Recomprar ações é uma decisão de alocação que só faz sentido se realizada a preços razoáveis. Desde nosso histórico, a AutoZone recomprou ações a um preço médio próximo a $350. Ou seja, um desconto de quase 90% para o preço atual.
Como isso foi possível?
A AutoZone opera historicamente em níveis bem razoáveis. Alguns diriam até que é um papel estruturalmente barato. O engraçado é que, de forma geral, acionistas são obcecados em expansão de múltiplos. Se perguntarmos para um investidor sobre sua disposição de carregar para o longo-prazo um papel estruturalmente barato, as chances são de que ele irá torcer o nariz. Mas foi essa característica de preço que permitiu que a AutoZone recomprasse um market cap inteiro por uns ~12x EBIT. Foi essa característica de preço que fez a política de recompra da AutoZone gerar tanto valor para o acionista ao longo do tempo.
Vamos ver de forma simplificada o que acontece com uma empresa que usa todo seu lucro para recomprar ações. Na simplificação abaixo, a empresa não conta com os outros drivers de valorização. Ou seja, sem expansão de múltiplos e sem crescimento do lucro.
O que esse exemplo nos permite visualizar é que quanto menor o múltiplo, mais ações serão recompradas e maior será a valorização do papel.
Look at the cannibals!
Um dos mantras do saudoso Charlie Munger era o de prestar atenção em empresas canibais. Empresas canibais são negócios que recompram uma grande quantidade das suas ações. O que essa postagem veio tentar mostrar é uma coisa que Munger já sabia há muito tempo: recompra é um driver de rentabilidade.
É óbvio que nem toda recompra é boa. Muitos negócios fazem recompra sem atentar para o preço, apenas com o intuito de fazer uma sinalização ao mercado. Negócios ruins e em declínio também recompram ações por acreditarem no improvável. São delusionais. Enfim, existem várias formas de recompras não funcionarem.

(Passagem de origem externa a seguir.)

Issue #2020, opened 2018-04-01
Softfloat integer truncation overflow checks are wrong, and missing softfloat conversion tests.


larryk85:
For the integer truncation operations, the checks for overflow were incorrect.  They only check for the floating point number to equal the min or max for the integer type being truncated to.  To fix this, change the condition to check for greater than or less than max or min, this will also remove the need to check for infinity and negative infinity as they will be subsumed by the previously mentioned checks.

Also, the conversion spec tests for softfloat and corresponding f32_f64_conversion_tests need to be updated and fixed.

ATC:
Please verify that a floating point number 32 bit (float) and 64 bit (double) will cause an overflow assertion when trying to assign (truncate) this to an int32_t, uint32_t, int64_t, and uint64_t with values greater that int max and less that int min respectively.
Caveat:
The compiler could try to truncate these implicitly before wasm evaluation. One way around this is to write a contract that writes the floating point value to the database and then reads the data back and then assigns this to an int. The compiler cannot optimize anything away by doing this and you should get the wasm ops generated for the various truncations.

andriantolie:
Can we have ATC for this?

brianjohnson5972:
@larryk85 please add an ATC

larryk85:
Sorry, about that.  
Please verify that a floating point number 32 bit (float) and 64 bit (double) will cause an overflow assertion when trying to assign (truncate) this to an int32_t, uint32_t, int64_t, and uint64_t with values greater that int max and less that int min respectively.
Caveat:
The compiler could try to truncate these implicitly before wasm evaluation.  One way around this is to write a contract that writes the floating point value to the database and then reads the data back and then assigns this to an int.  The compiler cannot optimize anything away by doing this and you should get the wasm ops generated for the various truncations.

taokayan:
I've made a pull request to fix the truncation overflow check, and adding related unittest cases. 

details explanation:

-2147483649.0f is not representable in IEEE float32 format(only 24 bit precision in mantissa, see https://en.wikipedia.org/wiki/Single-precision_floating-point_format). Instead, it will be truncated into -2147483648.0f at compile time. Therefore,

_eosio_f32_le(af, -2147483649.0f))

should be changed into

_eosio_f32_lt(af, -2147483648.0f))


unitest results:
    Test case "wasm_tests/f32_f64_overflow_tests" has passed with:
      48 assertions out of 48 passed

PR #2021, opened 2018-04-01
Fixed truncation overflow checks

larryk85:
Fixed all truncation operations to check for overflow correctly.  In addition, I noticed that the conversion spec tests did not get merged.  I uncommented the spec tests in wasm_tests and fixed the conversion tests to now run.


brianjohnson5972:
#2020

Issue #1755, opened 2018-03-22
DAWN-606 ⁃ Signatures/Authorities are not checked when applying a block


blockone-syncclient:
The code path that it takes has this check commented out.

andriantolie:
Can we have ATC for this?

andriantolie:
This issue seems already covered by the unit test block_tests/irrelevant_sig_hard_check. Since the unit test passes, we can conclude that this issue is fixed.

Issue #1753, opened 2018-03-22
DAWN-693 ⁃ We are not currently validating: tapos, expiration, uniqueness for transactions


blockone-syncclient:
ATC: demonstrable test cases that show proper rejection of bad tapos, expiration and uniqueness

bytemaster:
We are checking for duplicate transactions.

andriantolie:
Related PR is https://github.com/EOSIO/eos/pull/1865

taokayan:
Is there any detail steps for QA testing?

taokayan:
new unitest cases for validating ta_pos, and transaction expiration are added. Please see pull request https://github.com/EOSIO/eos/pull/2055

PR #2035, opened 2018-04-02
Check signatures, transaction validation checks, and many other bug fixes

arhag:
Changes in this pull request:
 * Fixes to scoped_exit.
 * Check for redundant signatures due to multiple signatures from same key.
 * Fix bug in record_locks_for_data_access (did not account for intersection between read_locks of transaction_trace and write_locks of existing shard_trace).
 * Put limits on number of keys/accounts in authorities (but a high limit like 2^16) to make overflow of accumulated weights impossible.
 * Disallow empty parent for permissions other than owner.
 * Actually enforce the existence of permissions contained in an updated authority (changed `find` to `get`).
 * Reserve account names starting with "eosio." (previously was a much stricter check of whether the name contains "eosio.").
 * Reserve permission names starting with "eosio."
 * Create dummy `permission_object` as first object in `permission_index` during chain initialization so that a parent id of 0 can never refer to a legitimate object.
 * Use `fc::microseconds` for delay rather than `time_point`.
 * Fixed bug with how a permission visitor works with the `authority_checker`. It would visit permissions that did not end up contributing towards satisfying the authority. My quick fix (a more elegant fix is eventually desired) causes the permission visitor to visit unneeded permissions but now with extra surrounding information (`push_undo`, `pop_undo`, `squash_undo`) to help it discard the side effects of visits to permissions that ended up not being used. This bug had implications on the minimum delay calculated by check_authorization (they could have been higher than necessary).
 * Changes to validating signatures/authorities/TaPoS/expiration/uniqueness (affects #1753 and #1755): see details below.

There are two stages to validating a transaction. 

The first stage involves checks that can be made with minimal state information: just the information either included in the `packed_transaction` itself or the state available as of the end of the previous block (specifically head block timestamp and TaPoS block ids). The first stage of checks are mostly done in a function called `validate_transaction_with_minimal_state`. It checks that there is at least one action in the transaction, that is has not expired yet, that its TaPoS referenced block is valid, and that the network usage due to the `packed_transaction` alone is not too much to cause the transaction to be invalid based on its (soon to be) upper bound on net usage committed in the transaction header. There is also another check/processing that can be done in this first stage (except for generated transactions): recovering the public keys from the signatures and ensuring there are not multiple signatures signed by the same key.

The second stage involves the remaining checks that require the state information at the point at which the transaction is scheduled to execute (or be delayed). They include the checks on uniqueness of the transaction, that the expiration in the transaction header is not too far in the future relative to the appropriate reference time (head block time + any delay imposed) based on the limits in the chain parameters, and that the accounts referenced in the authorizations of the transaction exist. They also include checking the authorizations using: 
  * if an input transaction, the set of recovered public keys from the signatures;
  * or if a generated transaction, only the owner permission of the contract code that generated the transaction.

For delayed input transactions or generated transactions (whether delayed or not), checks occur at two different times. First, the delayed input or generated transaction is checked using the stage 1 and stage 2 checks at the time of dispatch. Then, at the time of scheduling/execution additional checks are performed: check that the transaction is not executing prematurely, check that the transaction has not expired yet again, and check uniqueness again.


libraries/chain/include/eosio/chain/authority_checker.hpp
```diff
@@ -109,6 +117,11 @@ namespace detail {
          {}
 
          bool satisfied(const permission_level& permission, uint16_t depth = 0) {
+            // QUESTION: Should we not catch the chain::permission_query_exception from permission_to_authority and try to
```
wanderingbort: I vote "yes" we treat failure from `permission_to_authority` callback as if `satisfied` returned `false`.

libraries/chain/chain_controller.cpp
```diff
@@ -344,32 +306,18 @@ transaction_trace chain_controller::_push_transaction(const packed_transaction&
...
 transaction_trace chain_controller::_push_transaction( transaction_metadata&& data )
 { try {
    auto process_apply_transaction = [this](transaction_metadata& meta) {
       auto cyclenum = _pending_block->regions.back().cycles_summary.size() - 1;
       //wdump((transaction_header(meta.trx())));
 
+      const auto& trx = meta.trx();
+
+      // Validate uniqueness and expiration again
+      validate_uniqueness(trx);
```
wanderingbort: is this only here to cover the execution path where we extract a `generated_transaction_object` into a `transaction_metadata` and call `_push_transaction` ?

If so, can we create a legit `_push_transaction(const generated_transaction_object& )` and put this logic in there as well as any other stuff like `transaction_metadata` creation?

arhag: Yes, that is exactly what it is for.

The way it is coded up now it does mean that a redundant check for uniqueness and  expiration will happen for undelayed input transactions. The `_push_transaction(const generated_transaction_object& )` overload you suggest is a way to get around that, but I think it is okay for the time being and we should delay that change until we eventually refactor the current code in chain_controller.cpp to be much easier to follow.

libraries/chain/include/eosio/chain/authority_checker.hpp
arhag: Done. Changes in commit 687e6ea.

PR #3210, opened 2018-05-18
get block display of old structs

### LINKED ISSUE #2099: Unable to retrieve block containing setprods data
Node containing setprods cannot be retrieved. If node 81 contains setprods cleos get block 81 command gets a serialization failure:

programs/cleos/cleos get block 81
840361ms thread-0   main.cpp:1186                 main                 ] Failed with error: Assert Exception (10)
itr != structs.end(): Unknown struct 
Failed to serialize type

This occurs specifically at bootstrap as setprods is in contract eosio.bios. The setprods action when invoked on the bios node is successful (new producers start producing blocks and call returns a success including a transaction id). The specific block containing the setprods is initially retrievable (within 1-5 seconds of block production), however after about 5 seconds becomes un-retrievable. That maybe when block becomes irreversible.

heifner:
Resolves #2099.

For get block to pretty print the action data struct in transactions it must have the abi for the struct. If a contract is updated with new abi, it must therefore keep the old abi around so that get block can display it. Otherwise get block will just print the hex version of the action data struct.

This PR adds a check for unknown type and reverts back to hexdata of the action data.
Also added the eosio.bios abi to eosio.system abi so that when eosio.system replaces eosio.bios users can still see the structs of blocks that contain eosio.bios abi.


abourget:
So in the end, are we keeping the old ABIs around, or falling back to simply sending the `hex_data` if off-sync ?

PR #3224, opened 2018-05-19
Allow inject CORE_SYMBOL_NAME from Env

kesar:
Fixes https://github.com/EOSIO/eos/issues/3225


doublesharp:
I see that you have chosen to use SYS as a symbol which might be confusing for your users as SYS has been the symbol for Syscoin for several years now - before EOS was founded actually.

sidhujag:
I can also confirm that @bytemaster knows of Syscoin because I had reached out to him on working on an interesting next-gen project that we are researching when he was still designing EOS. Not sure how he would forget it was only a few months back. Maybe he simply forgot?

bstr156:
SYS is the well-known trading symbol for Syscoin.  A bit concerning that EOS would pick that, especially considering some of the similar utility of the platforms.  Some clarification or response seems warranted.

dwasyluk:
SYS is already used by Syscoin which has been around since 2014, is in CMC top 100 and trades on several major exchanges (Polo, Binance, Bittex).

bytemaster:
The fact that sys conflicts with existing tokens is good. No one should use the default in production.

kesar:
@doublesharp @bstr156 @sidhujag great concerns. 👍 

SYS is just for internal development. The change is to set that variable using the environment to any other symbol (EOS, for example ;) ).

cydg:
Why not name it SOE or EOSH? *joking*
Using taken symbols is like begging for conflicts at some point down the road. 
Something like NULL or EMPTY should make it clearer than any already taken symbol.

doublesharp:
@bytemaster then why not use EOS? That conflicts with something no?

matthewdarwin:
./eosio_build.sh -DCORE_SYMBOL_NAME=EOS should work

matthewdarwin:
./eosio_build.sh -DCORE_SYMBOL_NAME=EOS should work

dwasyluk:
If the goal is to use a conflicting symbol why not use something painfully obvious as a conflicting symbol ...like BTC. The rationale for using SYS here doesn't completely add up; EOS and BTC would accomplish the same thing, no change needed.

PR #3234, opened 2018-05-21
Fix #3229: keosd does not respect the --wallet-dir option

### LINKED ISSUE #3229: keosd does not respect the --wallet-dir option
keosd does not respect the --wallet-dir option. Wallet files are always created in ~/eosio-wallet

test case:

```
docker run --rm --name keosd -v keosd-data-volume:/opt/eosio/bin/data-dir eosio/eos:dawn-v4.1.0 /opt/eosio/bin/keosd --wallet-dir=/opt/eosio/bin/data-dir

docker exec keosd cleos wallet create
"/opt/eosio/bin/keosd" launched
Creating wallet: default
Save password to use in the future to unlock this wallet.
Without password imported keys will not be retrievable.
"Password'
```

```
docker exec keosd ls -l /opt/eosio/bin/data-dir
[empty]
```

```
docker exec keosd ls -l /root/eosio-wallet
total 8
-rw-r--r-- 1 root root 1533 May 20 18:08 config.ini
-rw------- 1 root root  311 May 20 18:08 default.wallet
```

noprom:
Fix a docker-compose file issue: [#3229](https://github.com/EOSIO/eos/issues/3229)

### DIFF
--- a/Docker/docker-compose-dawn4.0.yaml
+++ b/Docker/docker-compose-dawn4.0.yaml
@@ -25,7 +25,7 @@ services:
 
   keosd:
     image: eosio/eos:latest
-    command: /opt/eosio/bin/keosd --wallet-dir /opt/eosio/bin/data-dir
+    command: /opt/eosio/bin/keosd --wallet-dir /opt/eosio/bin/data-dir --http-server-addres=127.0.0.1:8900
     hostname: keosd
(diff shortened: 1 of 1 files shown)


noprom:
@matthewdarwin  Thanks!

PR #3261, opened 2018-05-22
Beast P2P Network

bytemaster:
This pull request introduces an alternative P2P network protocol based upon boost::beast websockets. 

Major Features:
1.  multi-threaded - the networking code can use as many threads as necessary, number configured via command line
2. less than 1000 lines of code 
3. uses a simple yet reliable syncing algorithm 
4. auto reconnect 
5. graceful connection shutdown w/out delay 
6. prioritizes blocks over transactions without creating large queues

Tested at 1000 TPS with 3 nodes on localhost
Tested multiple syncing peers at same time as 1000 TPS 

Missing Features:
1. No RPC interface for dynamically adding/removing peers 
2. no attempts made to minimize bandwidth consumed via pre-acks

This net plugin could "in theory" work side-by-side with the existing net plugin and is entirely independent / optional.


abourget:
Will it negotiate a different network version than the current p2p protocol?

plugins/bnet_plugin/bnet_plugin.cpp
```diff
@@ -0,0 +1,1079 @@
...
+           if( ec ) {
+              return on_fail( ec, "accept" );
+           }
+
+           do_hello();
+           do_read();
+        }
+
+        void do_read() {
+           _ws->async_read( _in_buffer,
```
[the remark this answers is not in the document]
wanderingbort: for future reference, it looks like the default max is 16mb and is configurable via a call to `::read_message_max(size_t)`

https://www.boost.org/doc/libs/develop/libs/beast/doc/html/beast/ref/boost__beast__websocket__stream/read_message_max/overload1.html

spoonincode:
Boost 1.67 release notes mention
>This version fixes significant defects in websocket::stream which can lead to asserts or undefined behavior. Users are encouraged to update to the latest Boost release.

IMO we should move the build scripts to 1.67 before taking this

plugins/bnet_plugin/bnet_plugin.cpp
```diff
@@ -0,0 +1,1096 @@
...
+   }
+
+   bnet_plugin::~bnet_plugin() {
+   }
+
+   void bnet_plugin::set_program_options(options_description& cli, options_description& cfg) {
+      cfg.add_options()
+         ("bnet_endpoint", bpo::value<string>()->default_value("0.0.0.0:4321"), "the endpoint upon which to listen for incoming connections" )
+         ("bnet_threads", bpo::value<uint32_t>(), "the number of threads to use to process network messages" )
+         ("bnet_connect", bpo::value<vector<string>>()->composing(), "the endpoint upon which to listen for incoming connections" )
```
spoonincode: wrong help text here

plugins/bnet_plugin/bnet_plugin.cpp
```diff
@@ -0,0 +1,1096 @@
...
+   bnet_plugin::bnet_plugin()
+   :my(std::make_shared<bnet_plugin_impl>()) {
+   }
+
+   bnet_plugin::~bnet_plugin() {
+   }
+
+   void bnet_plugin::set_program_options(options_description& cli, options_description& cfg) {
+      cfg.add_options()
+         ("bnet_endpoint", bpo::value<string>()->default_value("0.0.0.0:4321"), "the endpoint upon which to listen for incoming connections" )
```
spoonincode: Other options use hyphen, not underscore

Issue #3017, opened 2018-05-14
Node doesn't try to reconnect with the valid peer after it receives connection from other peer that has unlinkable "second" block (i.e. it doesn't link with the node's genesis block)


andriantolie:
In this scenario, we have 3 nodes which are A1, A2, B. And they abide by the following rules:
- Node A1 and Node A2 share the same genesis
- Node B uses a different genesis (we can just modify the initial timestamp for this). So the genesis block of Node B has different id from A1 and A2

Mas existe uma forma onde recompra é particularmente interessante: empresas saudáveis, com geração de caixa previsível, estruturalmente baratas e com um constante programa de recompra de ações são capazes de produzir retornos espetaculares no longo prazo, ainda que apresentando moderado crescimento e fraca expansão de múltiplos.
Inclusive, se o business possui as características acima, o investidor interessado em manter a ação para o longo prazo fará bem em desejar que ela continue com fraca expansão de múltiplos. O efeito da constante recompra vai transformar um negócio de moderado crescimento em um verdadeiro compounder. Exatamente como fez com a AutoZone, que rendeu mais de 20% ao ano por mais de duas décadas.
Esse, meus amigos, é o framework das empresas canibais. Um framework que olha não apenas para crescimento de lucro e expansão de múltiplo, mas também para o número de de ações.
Um framework já conhecido por Munger (Berkshire→Apple 2016 vibes?) e bem representado aqui pela AutoZone.
Um framework que, espero, possa lhe ser útil.